The Delaware Court of Chancery denied a motion to dismiss two claims in a derivative action, finding pre-suit demand futility was established because the allegations of knowing violation of a federal regulation by the defendant directors sufficiently alleged bad faith conduct. In Kandell v. Niv, C.A. No. 11812-VCG (Del. Ch. Sept. 29, 2017), plaintiff, a stockholder of FXCM, Inc., brought a derivative claim against the directors of FXCM for their alleged mismanagement of the corporation and a drastic decline in its valuation. More specifically, the plaintiff alleged that the directors embraced a business model premised on pervasive violation of a federal regulation of the Commodity Futures Trading Commission (“CFTC”).
Background: FXCM is an online foreign currency exchange platform that affords its retail and institutional customers the opportunity to engage in often highly leveraged speculative and hedging transactions. FXCM touted to potential customers that they would not be held accountable for any losses in excess of the amounts invested. This promise directly violated a regulation of the CFTC, which prohibited an entity under CFTC jurisdiction from guaranteeing customers immunity from losses in excess of their cash investment.
FXCM experienced substantial losses as a result of the foreign currency exchange “Flash Crash” of early 2015. FXCM’s losses led to its need to accept a loan with onerous terms in order to survive as a going concern.

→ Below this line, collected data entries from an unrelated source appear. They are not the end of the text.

PR #1065, opened 2020-04-13
Encode chapter and variant separately in Share URL

anubh-v:
Currently, when we create the Share URL for the Non-deterministic and Concurrent variants, we encode the chapter and variant information together in one string.

For example, if the playground was using `Source 3 Non-Det`, then then Share URL will look
like this `https://source-academy.github.io/playground#chap=3_Non_Det&exec=1000&ext=NONE&prgrm=IYWwRgFAjAlA3EA`

Note the string `#chap=3_Non_Det` in the URL.

Instead of this, we can encode the chapter and variant separately.
So, the url will look like: `https://source-academy.github.io/playground#chap=3&exec=1000&ext=NONE&prgrm=IYWwRgFAjAlA3EA&variant=non-det`

This PR reduces the steps needed to add a new language variant.
The Share URL will automatically support any language variants added into the `sourceLangauges` array in `src/reducers/states.ts`.

**Note: The `variant` field in the Share URL is optional**
If the URL does not have a `variant`, the playground will use the `default` variant.
This ensures the Share URL is backward compatible

### DIFF
--- a/src/components/Application.tsx
+++ b/src/components/Application.tsx
@@ -9,7 +9,7 @@ import Material from '../containers/material/MaterialContainer';
 import MissionControlContainer from '../containers/missionControl';
 import Playground from '../containers/PlaygroundContainer';
 import Sourcecast from '../containers/sourcecast/SourcecastContainer';
-import { languageURLNames, Role } from '../reducers/states';
+import { Role, sourceLanguages } from '../reducers/states';
 import { stringParamToInt } from '../utils/paramParseHelpers';
 import { ExternalLibraryName, ExternalLibraryNames } from './assessment/assessmentShape';
 import Contributors from './contributors';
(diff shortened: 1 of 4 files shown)


anubh-v:
If the URL has a chapter - variant combination that is not supported, then the variant will be set to `default`.

One example is if the URL has chapter = 4, but variant = `non-det`

martin-henz:
> If the URL has a chapter - variant combination that is not supported, then the variant will be set to `default`.
> 
> One example is if the URL has chapter = 4, but variant = `non-det`

Not sure if that's the right choice. I see four options:
(1) change variant to "default"
(2) increase chapter until a matching variant exists
(3) decrease chapter until a matching variant exists
(4) reject program

I think in any case (except perhaps 2) we should give a warning. 

A clear and simple solution would be simply (4) with an error message.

The plaintiff filed a derivative action in Chancery asserting that the defendant FXCM directors breached their fiduciary duties, committed waste with respect to corporate assets, and unjustly enriched themselves. The plaintiff did not make a pre-suit demand upon the board of directors, and asserted that such demand would be futile. The defendants moved to dismiss the complaint on the grounds that demand should not be excused under the Rales test.
Analysis: The Court noted that the Rales test applied to the challenged transactions at issue. Under the familiar Rales test, a plaintiff must allege particularized facts to establish a reasonable doubt that the board could have exercised its independent and disinterested business judgment if the plaintiff had made a demand.
The plaintiff argued that demand would have been futile because the board pursued a business model in direct contravention of a federal regulation. The plaintiff did not assert that the directors were interested in or lacked independence with respect to the acts in violation of the CFTC regulation, but instead asserted that the directors “face[d] a substantial likelihood of liability because they violated the duty of loyalty by allowing or causing the Company to become a lawbreaker.”
The Court noted that “[w]here directors intentionally cause their corporation to violate positive law, they act in bad faith; this state does not ‘charter lawbreakers.’” The Court went on to hold that the allegations sufficiently demonstrated the threat of personal liability for the directors, and therefore rendered them incapable of disinterestedly evaluating a litigation demand. Accordingly, the Court ruled that pre-suit demand was excused with respect to the claims premised on violation of the CFTC regulation.
Take away: Recognizing the unusual facts before the Court, Vice Chancellor Glasscock noted that “I pause to emphasize that this case presents a highly unusual set of facts: a Delaware corporation with a business model allegedly reliant on a clear violation of a federal regulation; a situation of which I can reasonably infer the Board was aware.”